(Beginning of Task input)
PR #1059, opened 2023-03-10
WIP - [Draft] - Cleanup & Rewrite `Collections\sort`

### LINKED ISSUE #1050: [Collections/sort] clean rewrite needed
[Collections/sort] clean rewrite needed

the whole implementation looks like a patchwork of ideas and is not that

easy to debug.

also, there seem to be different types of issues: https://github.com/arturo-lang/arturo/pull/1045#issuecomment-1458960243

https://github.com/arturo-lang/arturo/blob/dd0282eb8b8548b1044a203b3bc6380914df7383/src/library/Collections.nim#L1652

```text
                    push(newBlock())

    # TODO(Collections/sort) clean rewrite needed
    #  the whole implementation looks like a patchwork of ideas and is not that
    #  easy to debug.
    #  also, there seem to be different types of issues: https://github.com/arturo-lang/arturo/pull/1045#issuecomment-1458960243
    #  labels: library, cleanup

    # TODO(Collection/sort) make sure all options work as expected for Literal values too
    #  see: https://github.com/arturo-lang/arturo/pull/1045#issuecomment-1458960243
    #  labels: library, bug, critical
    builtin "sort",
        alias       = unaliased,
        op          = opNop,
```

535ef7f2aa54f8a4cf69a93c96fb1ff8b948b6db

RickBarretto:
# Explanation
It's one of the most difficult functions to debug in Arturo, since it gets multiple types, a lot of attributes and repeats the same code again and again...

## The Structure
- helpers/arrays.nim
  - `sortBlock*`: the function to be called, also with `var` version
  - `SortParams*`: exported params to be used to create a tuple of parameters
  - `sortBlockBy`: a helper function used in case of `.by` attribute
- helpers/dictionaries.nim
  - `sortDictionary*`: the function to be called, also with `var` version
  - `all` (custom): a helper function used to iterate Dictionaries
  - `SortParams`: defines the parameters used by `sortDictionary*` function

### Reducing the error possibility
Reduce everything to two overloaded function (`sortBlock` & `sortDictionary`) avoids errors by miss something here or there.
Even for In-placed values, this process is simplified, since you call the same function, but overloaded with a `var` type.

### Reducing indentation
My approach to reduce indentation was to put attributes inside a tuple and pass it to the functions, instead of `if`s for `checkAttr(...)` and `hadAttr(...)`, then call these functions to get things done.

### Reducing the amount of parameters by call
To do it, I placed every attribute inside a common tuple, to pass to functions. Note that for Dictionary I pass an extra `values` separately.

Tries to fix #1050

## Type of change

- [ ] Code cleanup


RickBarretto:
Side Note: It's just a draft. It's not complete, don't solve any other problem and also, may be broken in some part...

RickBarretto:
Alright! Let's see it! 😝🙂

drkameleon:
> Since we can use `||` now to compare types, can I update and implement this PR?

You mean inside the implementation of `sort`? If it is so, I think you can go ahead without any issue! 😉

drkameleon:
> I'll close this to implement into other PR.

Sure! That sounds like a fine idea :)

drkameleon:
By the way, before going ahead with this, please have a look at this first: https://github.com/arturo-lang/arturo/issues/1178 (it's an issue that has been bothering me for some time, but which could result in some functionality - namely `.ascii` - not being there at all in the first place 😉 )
(End of Task input)
Problem statement
Exactly reproduce every line found in the records.

Solution for this problem
PR #1059, opened 2023-03-10
WIP - [Draft] - Cleanup & Rewrite `Collections\sort`

### LINKED ISSUE #1050: [Collections/sort] clean rewrite needed
[Collections/sort] clean rewrite needed

the whole implementation looks like a patchwork of ideas and is not that

easy to debug.

also, there seem to be different types of issues: https://github.com/arturo-lang/arturo/pull/1045#issuecomment-1458960243

https://github.com/arturo-lang/arturo/blob/dd0282eb8b8548b1044a203b3bc6380914df7383/src/library/Collections.nim#L1652

```text
                    push(newBlock())

    # TODO(Collections/sort) clean rewrite needed
    #  the whole implementation looks like a patchwork of ideas and is not that
    #  easy to debug.
    #  also, there seem to be different types of issues: https://github.com/arturo-lang/arturo/pull/1045#issuecomment-1458960243
    #  labels: library, cleanup

    # TODO(Collection/sort) make sure all options work as expected for Literal values too
    #  see: https://github.com/arturo-lang/arturo/pull/1045#issuecomment-1458960243
    #  labels: library, bug, critical
    builtin "sort",
        alias       = unaliased,
        op          = opNop,
```

535ef7f2aa54f8a4cf69a93c96fb1ff8b948b6db

RickBarretto:
# Explanation
It's one of the most difficult functions to debug in Arturo, since it gets multiple types, a lot of attributes and repeats the same code again and again...

## The Structure
- helpers/arrays.nim
  - `sortBlock*`: the function to be called, also with `var` version
  - `SortParams*`: exported params to be used to create a tuple of parameters
  - `sortBlockBy`: a helper function used in case of `.by` attribute
- helpers/dictionaries.nim
  - `sortDictionary*`: the function to be called, also with `var` version
  - `all` (custom): a helper function used to iterate Dictionaries
  - `SortParams`: defines the parameters used by `sortDictionary*` function

### Reducing the error possibility
Reduce everything to two overloaded function (`sortBlock` & `sortDictionary`) avoids errors by miss something here or there.
Even for In-placed values, this process is simplified, since you call the same function, but overloaded with a `var` type.

### Reducing indentation
My approach to reduce indentation was to put attributes inside a tuple and pass it to the functions, instead of `if`s for `checkAttr(...)` and `hadAttr(...)`, then call these functions to get things done.

### Reducing the amount of parameters by call
To do it, I placed every attribute inside a common tuple, to pass to functions. Note that for Dictionary I pass an extra `values` separately.

Tries to fix #1050

## Type of change

- [ ] Code cleanup


RickBarretto:
Side Note: It's just a draft. It's not complete, don't solve any other problem and also, may be broken in some part...

RickBarretto:
Alright! Let's see it! 😝🙂

drkameleon:
> Since we can use `||` now to compare types, can I update and implement this PR?

You mean inside the implementation of `sort`? If it is so, I think you can go ahead without any issue! 😉

drkameleon:
> I'll close this to implement into other PR.

Sure! That sounds like a fine idea :)

drkameleon:
By the way, before going ahead with this, please have a look at this first: https://github.com/arturo-lang/arturo/issues/1178 (it's an issue that has been bothering me for some time, but which could result in some functionality - namely `.ascii` - not being there at all in the first place 😉 )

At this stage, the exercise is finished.